§ Exercise: Only lines holding the string "wiggliness" are wanted; copy each one from the material.
*****
Issue #1556, opened 2026-06-25
Manifold-SAE λ_smooth is global (one scalar shared across all atoms) — must be per-atom


SauersML:
## Problem

The manifold-SAE's decoder smoothness penalty strength `λ_smooth` is a **single global scalar** shared by every atom:

```rust
// src/terms/sae/manifold/rho.rs  (SaeManifoldRho)
/// `log(lambda_smooth)` shared by the per-atom decoder penalties.
pub log_lambda_smooth: f64,
```

But smoothness is **obviously per-atom**: each atom's manifold (curve/surface) has its own intrinsic wiggliness, and a tight high-curvature atom and a near-linear atom should not be forced to share one smoothing strength. A global `λ_smooth` either over-smooths the genuinely curved atoms (collapsing them toward lines) or under-smooths the simple ones (fitting noise) — there is no single value that is right for a heterogeneous dictionary.

This is the one hyperparameter a manifold SAE genuinely needs REML/LAML to select (sparsity is auto/fixed; per-atom ARD is being dropped in favor of a fixed latent prior, see #1026 discussion), so getting its granularity right matters.

## Current state

- `SaeManifoldRho.log_lambda_smooth: f64` — scalar, global.
- ~34 consumers read/write it (the per-atom decoder-bending penalty assembly, the EFS/Fellner–Schall fixed-point step, the `to_flat`/`from_flat` outer-coordinate packing, the criterion/Occam terms).
- The per-atom REML coordinate slot currently exists only for **ARD** (`log_ard: Vec<Array1<f64>>`, per-atom per-axis precision) — i.e. the per-atom-ness is on the *latent precision* (the wrong thing for wiggliness) rather than on *smoothness*.

## Proposed fix

- Change `log_lambda_smooth: f64` → per-atom `Vec<f64>` (length K), so each atom gets its own decoder-smoothness strength.
- Thread it through the ~34 consumers: the smoothness penalty assembly (apply atom k's `λ_smooth_k` to atom k's bending penalty `S_k`), the EFS step (the Fellner–Schall multiplicative update is already per-coordinate — `λ_new = φ̂·(rank_k − edof_k)/energy_k` per atom), and the `to_flat`/`from_flat` outer-vector layout.
- EFS (Fellner–Schall) already handles a K-dimensional per-atom penalty REML via trace-only updates (no gradient, no FD), so the outer optimizer needs no new machinery — only the parameterization changes.

## Notes

[...]

Issue #977, opened 2026-06-09
Capstone: the manifold dictionary learner for LLMs at scale — staged architecture, the structure ladder, and the blocker map


SauersML:
## The program in one issue

A manifold dictionary learner that interprets LLMs is implementable in gam, conditional on one scientific wager and the removal of mapped blockers. This issue is the execution map; everything load-bearing has its own issue.

### The wager (stated so it can lose)
Manifold atoms are economical iff features organize into low-dimensional curved families (circles, lines, products) that linear SAEs shatter into 10–100× more rank-1 directions. Evidence so far (multidimensional features, feature splitting) is encouraging but partial. The method is safe to build *because it loses gracefully*: the cluster-null (#907) and the structure ladder below mean that if the truth is point-like sparse directions, the fit reports clusters — model selection converts a falsified wager into a finding instead of an artifact.

### The structure ladder (the unifying object)
Every direction of activation space is classified by evidence into one of four rungs, each nested in the next:
**isotropic noise ⊂ dense interference factor (#974) ⊂ sparse cluster (d_k=0 atom, #907) ⊂ manifold atom (d_k≥1)** — and within the top rung, the functional-ANOVA carve (#975) decides superposition (additivity) vs binding (interaction). Superposition handled at every rung; "dark matter" is the fitted factor subspace Λ with mass and uncertainty, not an R² apology — and Λ doubles as the atom-proposal engine (#976 birth moves).

### Stages
- **Stage 0 — scaffold**: cheap/pretrained SAE; cluster its features by co-activation geometry (`latent_seed.rs` Laplacian eigenmaps) → atom proposals with warm coordinates. gam concedes raw discovery to SGD and reserves statistics for structure — the only credible division of labor at corpus scale.
- **Stage 1 — per-atom adjudication** (works today): topology race with cluster null (#907), ARD dimension, REML smoothness; minutes per atom, embarrassingly parallel.
- **Stage 2 — joint refinement**: multi-atom fit with structure search (#976), ANOVA carving (#975), superposition-aware likelihood (#974), Grassmann frames (#972), isometry gauge in whitened geometry; ~10⁷ stratified rows via #973.
[...]

PR #1739, opened 2026-06-30
fix(#357): grow per-atom log_lambda_smooth when a structure move grows K

### LINKED ISSUE #357: Expose converged per-token coordinates + assignments from sae_manifold_fit (+ warm-start init) for amortized-encoder distillation
## Context
Building an **amortized Manifold-SAE**: a feedforward encoder predicts, per token, the sparse atom assignments and the on-manifold coordinates `t`, so inference is a single forward pass (needed for LLM scale: F~100K atoms, billions of tokens). The gam joint Arrow-Schur solve (`sae_manifold_fit`) is the natural *teacher* — it produces the optimal coordinates/assignments — and the encoder amortizes it (Predictive-Sparse-Decomposition / iterative-amortized-inference style). For that to work, the fit needs to expose its converged latents and accept a warm start.

## Requests
1. **Expose the converged per-token latents from `sae_manifold_fit`.** After the joint solve, return (or attach to the result) the per-token, per-atom **on-manifold coordinates `t*` (N, K, d)** and the **assignments / gate `a*` (N, K)** that the solver converged to — not just the decoder blocks `B_k`. These are the supervision targets for the amortized encoder.
2. **Warm-start + bounded refinement.** Let `sae_manifold_fit` accept an initial guess for coordinates `t_init` and assignments `a_init` (encoder predictions) and run a small bounded number of refinement steps (`n_iter=k`), so training can do "encoder predicts → solver refines a few steps → distill the gap." (`Z=` exists in the signature — please document whether it is this warm-start, and for which quantity.)
3. **Standalone per-atom projection** `project(x, atom_k) -> t` (ambient point → its on-manifold coordinate for atom k). This is the minimal teacher signal for the coordinate head and is useful without running the full joint solve.

(1)+(2) together enable the amortized-inference training loop; (3) is a lighter-weight fallback teacher. Blocked in practice by #356 (the fit currently panics), but these are the interface additions needed once that lands.

SauersML:
Fixes #357.

## The bug

Issue #357's feature (exposing converged SAE latents / warm-start) was closed as landed with a regression test, but **the regression test panics at runtime** — any `sae_manifold_fit` whose structure search grows the atom count crashes:

```
thread '<unnamed>' panicked at crates/gam-sae/src/manifold/construction.rs:3812:53:
index out of bounds: the len is 3 but the index is 3
  3: …::assemble_arrow_schur_inner
  4: …::run_joint_fit_arrow_schur
  5: gam_sae::structure_harvest::run_production_structure_search
```

Reproduced on `main` via `pytest tests/test_sae_manifold_converged_latents_issue_357.py::test_converged_latents_exposes_t_star_and_a_star`.

## Root cause

The SAE structure search grows K via **Birth** (`born_atom`) and **Fission** (`duplicate_atom`). Both push a new `log_ard` block onto the child `rho` but **never extend `log_lambda_smooth`**, which is a length-K per-atom vector (#1556) indexed by `atom_idx` in the Arrow-Schur assembly:

```rust
scaled_s[[i, j]] = lambda_smooth[atom_idx] * s_ij;   // construction.rs
```

After a birth/fission lands, `atoms.len() == K+1` but `log_lambda_smooth.len() == K`, so the next assembly reads index `K` of a len-`K` vec → out-of-bounds panic.

This was masked because:
- the only test exercising `apply_structure_move` (`apply_move_restructures_warm`) asserted `log_ard.len() == K+1` but **not** `log_lambda_smooth.len()`;
- `assemble_arrow_schur_inner` had a length guard for `log_ard` but **not** for `log_lambda_smooth`.

## Fix

- `duplicate_atom`: push an inherited `log_lambda_smooth` entry (the parent's strength — the 50/50 mass split starts from the same effective stiffness).
- `born_atom`: push an inherited `log_lambda_smooth` entry (the template atom's strength, mirroring its ARD-block inheritance).
- `assemble_arrow_schur_inner`: add a defensive length-K guard for `log_lambda_smooth` so any future `rho` desync surfaces as a clear `Err` instead of a panic, matching the existing `log_ard` contract.

## Tests

- **New** `structure_harvest::tests::grown_atom_count_assembles_without_lambda_smooth_oob_357` — applies a Fission and a Birth, then drives the **real** `assemble_arrow_schur_scaled` on the grown dictionary. Panics with the OOB on pre-fix code; passes after.
- **Hardened** `apply_move_restructures_warm` to also assert `log_lambda_smooth.len() == K+1` after fission/birth (the missing assertion that let this through), and relaxed its brittle exact-float born-decoder check (`0.6999997933 != 0.7`) to a direction tolerance — the topology race seeds a *penalized* decoder, not the raw input.

Verified: `./build.sh nextest run -p gam-sae structure_harvest::tests` → 18/19 pass (the 1 unrelated failure, `birth_topology_race_assigns_circle_vs_line_by_evidence`, is a pre-existing topology-classification bug that fails identically on `origin/main` and is out of scope here).

### DIFF
--- a/crates/gam-pyffi/src/latent/latent_basis_and_sae_ffi.rs
+++ b/crates/gam-pyffi/src/latent/latent_basis_and_sae_ffi.rs
@@ -1786,6 +1786,18 @@ fn sae_duchon_atom_m(dim: usize) -> usize {
 /// quadratic patch.)
 const SAE_EUCLIDEAN_PATCH_MAX_DEGREE: usize = 2;
 
+/// Upper bound for RECOVERING a EuclideanPatch atom's monomial degree from its
+/// trained decoder width (`sae_euclidean_degree_for_basis_size`). The seed patch
+/// is degree 2 ([`SAE_EUCLIDEAN_PATCH_MAX_DEGREE`]), but a structure-search BIRTH
+/// races a `d=1` line candidate at degree 3 (`gam::terms::sae::structure_harvest`
+/// `topology_candidates_for_dim`: `EuclideanPatchEvaluator::new(1, 3)`, width
+/// `M = 4`). The OOS rebuild and the inner-Newton basis refresh must recover that
+/// born degree from the trained width, so the recovery search reaches degree 3
+/// even though no SEED atom is built past degree 2. The per-`d` monomial widths
+/// are strictly increasing in the degree (`d=1`: 1,2,3,4; `d=2`: 1,3,6,10), so a
+/// width maps back to a unique degree with no collision.
+const SAE_EUCLIDEAN_PATCH_RECOVERY_MAX_DEGREE: usize = 3;
+
 /// Flat-line polynomial degree of a Cylinder `S¹ × ℝ` atom's line axis (axis 1).
 /// Mirrors the Euclidean-patch degree so the cylinder's flat factor matches the
 /// patch candidate it races against; `Ml = SAE_CYLINDER_LINE_DEGREE + 1`.
@@ -1965,9 +1977,17 @@ fn build_sae_basis_evaluators(
                 d,
                 sae_euclidean_degree_for_basis_size(d, m)?,
             )?),
-            SaeAtomBasisKind::EuclideanPatch | SaeAtomBasisKind::Poincare => Arc::new(
-                EuclideanPatchEvaluator::new(d, SAE_EUCLIDEAN_PATCH_MAX_DEGREE)?,
-            ),
+            SaeAtomBasisKind::EuclideanPatch | SaeAtomBasisKind::Poincare => {
+                // Recover the patch degree from the TRAINED width `m`, not the
+                // seed default 2: a structure-search-born `d=1` EuclideanPatch line
+                // is degree 3 (`m = 4`), so freezing degree 2 here would re-emit a
+                // 3-column Φ that disagrees with the trained 4-row decoder and break
+                // the inner-Newton latent refresh / OOS reconstruct on a born line.
+                Arc::new(EuclideanPatchEvaluator::new(
+                    d,
+                    sae_euclidean_degree_for_basis_size(d, m)?,
+                )?)
+            }
             SaeAtomBasisKind::Cylinder => {
                 return Err(format!(
                     "build_sae_basis_evaluators: Cylinder atom {k} requires latent_dim == 2; got dim={d}, m={m}"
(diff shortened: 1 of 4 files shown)


SauersML:
Rebased onto current `main` (2026-06-30). The per-atom `log_lambda_smooth` grow on Birth/Fission has since landed on main independently, so the rebase folded those hunks; what remains unique to this PR is:

- the **#357 FFI round-trip fix** for born monomial-patch (EuclideanPatch) atoms (`duchon_centers` emission + OOS predict/project/reconstruct on held-out X), and
- the standalone regression test `grown_atom_count_assembles_without_lambda_smooth_oob_357`, which drives the **real** `assemble_arrow_schur_scaled` after Fission and Birth (not just a length assertion) so it fails on the buggy path.

Verified GREEN on the rebased tree (`./build.sh nextest run -p gam-sae`):
`grown_atom_count_assembles_without_lambda_smooth_oob_357`, `apply_move_restructures_warm`, `birth_topology_race_assigns_circle_vs_line_by_evidence`, `scoring_iter_cap_preserves_moves_and_adopted_fit` — 4/4 pass. The gam-pyffi *lib* compiles in the workspace build; the Python FFI tests can't execute in this headless box (no libpython/numpy for the test harness — an environment limit, not a code regression).

SauersML:
**Reconciled with main (gam 0.3.136) + re-verified.**

The #1556 `log_lambda_smooth` grow-on-K production fix and the #977/#357 topology-race REML-smoothing fix landed independently on main via merged PR #1740. My branch carried equivalent duplicates; I reset to origin and merged latest main cleanly (no conflicts).

This PR still contributes the genuine #357 feature surface plus two born-atom OOS round-trip fixes NOT in #1740:

- **Born-monomial-patch degree recovery** — a structure-search BIRTH races a `d=1` EuclideanPatch line at **degree 3** (`M=4`); the OOS rebuild now recovers that born degree from the trained decoder width (`SAE_EUCLIDEAN_PATCH_RECOVERY_MAX_DEGREE = 3`) instead of freezing the seed's degree 2 — otherwise Φ has 3 columns vs a 4-row decoder and `reconstruct`/`project` break on held-out data.
- **Centerless-patch `duchon_centers` synthesis** — a born EuclideanPatch/Linear/Poincaré atom inheriting `None` centers from a periodic/sphere seed was rejected by `sae_manifold_predict_oos` ("atom N (Duchon-like) needs duchon_centers"); now synthesized from the atom's own converged coords (correct `ncols` for the OOS rebuild, real rows for the kernel diagnostic).

**Verification (merged tree, gam 0.3.136 / gamfit 0.1.238):**
- `./build.sh`: BUILD OK (ban-scanner gate green).
- `gam-sae structure_harvest`: **19/19 PASS** (incl. both `birth_topology_race_*` oracles — circle⇒periodic, d2⇒cylinder).
- Python `test_sae_manifold_converged_latents_issue_357.py` (5) + `test_sae_oos_returns_converged_latents_issue_1229.py` (2): **7/7 PASS**.
- End-to-end: clean 3-circle mixtures now birth `periodic` (circle) atoms, not spurious `euclidean_patch` lines.

**Adjacent (out of scope, flagged not fixed):** over-birth count on clean mixtures (K=3→8-9 periodic atoms — #1026 territory) and a fit-time outer-ρ `RemlConvergenceError` on some seeds (thrown by the OUTER solve before any OOS code — same family as #1744, independent of this PR's FFI delta).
*****
§ Reply:
But smoothness is **obviously per-atom**: each atom's manifold (curve/surface) has its own intrinsic wiggliness, and a tight high-curvature atom and a near-linear atom should not be forced to share one smoothing strength. A global `λ_smooth` either over-smooths the genuinely curved atoms (collapsing them toward lines) or under-smooths the simple ones (fitting noise) — there is no single value that is right for a heterogeneous dictionary.
- The per-atom REML coordinate slot currently exists only for **ARD** (`log_ard: Vec<Array1<f64>>`, per-atom per-axis precision) — i.e. the per-atom-ness is on the *latent precision* (the wrong thing for wiggliness) rather than on *smoothness*.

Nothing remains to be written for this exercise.